Den "Spieler" ignoriere ich schon seit dem Kindergarten, von daher alles gut 

@ LaFi: Bekommst eine PN von mir, dann telefonieren wir einmal.

Für alle zur Info: Das könnte man z. B. mit unserer modularen Serie *MRX3-LTE* mit zusätzlicher *Multi-IO-Karte* lösen.


----------



## LaFi (9 September 2021)

So,
damit ich hier meiner "Schuldigkeit" gerecht werde einmal ein kurzer Abschluss zum Topic.

Nachdem ich nochmal Kontakt mit diversen Anbietern hatte und die versch. Lösungsmöglichkeit vorgestellt und angepriesen wurden habe ich mich, nach Abwägung aller tech. und kostenrelevanter Vor- und Nachteile, dazu entschlossen das System von Insys - MRX in maximaler Ausbaustufe zu testen.
Meine Überlegungen sind über die Zeit auch noch ein wenig gereift somit sind die nun mir zu Verfügung stehenden 14 DIs, genügend AIs + zusätzlich DOs optimal geeignet, aber das System, Zwecks Reserve, noch nicht voll belegt.

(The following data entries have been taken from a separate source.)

PR #4727, opened 2025-06-09
[POC] [Kernel] Support for V3 deletion vectors

murali-db:

- [ ] Spark
- [ ] Standalone
- [ ] Flink
- [x] Kernel
- [ ] Other (fill in here)

## Description

This POC PR introduces support for Deletion Vectors in the Kernel as a part of Iceberg V3 support. 
In order to enable this feature, we make the following updates:
- IcebergCompatV3 and WriterCompatV2 are introduced
  - This includes `TableConfig, DeltaErrors, TransactionBuilder, Generating Actions, ValidatorAndUpdator, TableFeatures, TypeWideningChecker`
- AddFile now supports DeletionVectorDescriptor
  - Also includes DataFileStatus
  - We only use the DeletionVectorDescriptor class internally (for the IRC service) so we do not refactor this class out of the `kernel.internal` namespace
  ---
#### Pending Questions
- ParquetFileWriter: how do we include DeletionVectorDescriptor?
- TransactionBuilderImpl: is the current way I have added CompatV3 and WriterCompatV2 correct?
- TypeWideningChecker: Check if the type change is supported by Iceberg V3 schema evolution.
- Any additional tests?

---

## How was this patch tested?

Unit tests.

Yes, introduces IcebergCompatV3, IcebergWriterCompatV2.

### DIFF
--- a/kernel/kernel-api/src/main/java/io/delta/kernel/internal/icebergcompat/IcebergCompatV3MetadataValidatorAndUpdater.java
+++ b/kernel/kernel-api/src/main/java/io/delta/kernel/internal/icebergcompat/IcebergCompatV3MetadataValidatorAndUpdater.java
@@ -129,7 +129,8 @@ public class IcebergCompatV3MetadataValidatorAndUpdater
                       || dataType instanceof TimestampNTZType
                       || dataType instanceof ArrayType
                       || dataType instanceof MapType
-                      || dataType instanceof StructType);
+                      || dataType instanceof StructType
+                      || dataType instanceof VariantType);
                 });
 
         if (!matches.isEmpty()) {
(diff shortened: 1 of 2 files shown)


kernel/kernel-defaults/src/main/java/io/delta/kernel/defaults/internal/parquet/ParquetFileWriter.java
```diff
@@ -460,11 +460,13 @@ private DataFileStatus constructDataFileStatus(String path, StructType dataSchem
...
       }
 
+      // TODO (LC-7744): Add support for DeletionVectorDescriptor
       return new DataFileStatus(
           resolvedPath,
           fileStatus.getSize(),
           fileStatus.getModificationTime(),
-          Optional.ofNullable(stats));
+          Optional.ofNullable(stats),
+Optional.empty());
```
murali-db, line 469: TODO: How do we include Deletion Vector Descriptor here?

Desweiteren hat in alle Überlegungen, nach einem kompletten Ausfall des Leitsystem (Serverausfall), reingespielt das das PLS komplett aktualisiert und auf WINCC und AIP (Videc) umgestellt wurde.
Zusätzlich befinden wir uns gerade im Glasfaserausbau.
Wie auch immer.

Herr Rothenpieler hat mich vorab besucht und das System Vor-Ort vorgestellt.
Ein Kontakt zum Vertrieb wurde vermittelt und ein Testbetrieb in der maximalen Ausbaugröße des Gerätes ermöglicht.

Für den Testbetrieb habe ich die "Hardware" einer alte Schaltanlage umbauen lassen um ein USV-Konzept zu integrieren und weitere Betriebsmeldung zu erhalten.
Die Ersteinrichtung des MRX war ein wenig gewöhnungsbedürftig (wie das wohl bei allen neuen Systemen der Fall ist), aber der Support ist auch kurzfristig erreichbar.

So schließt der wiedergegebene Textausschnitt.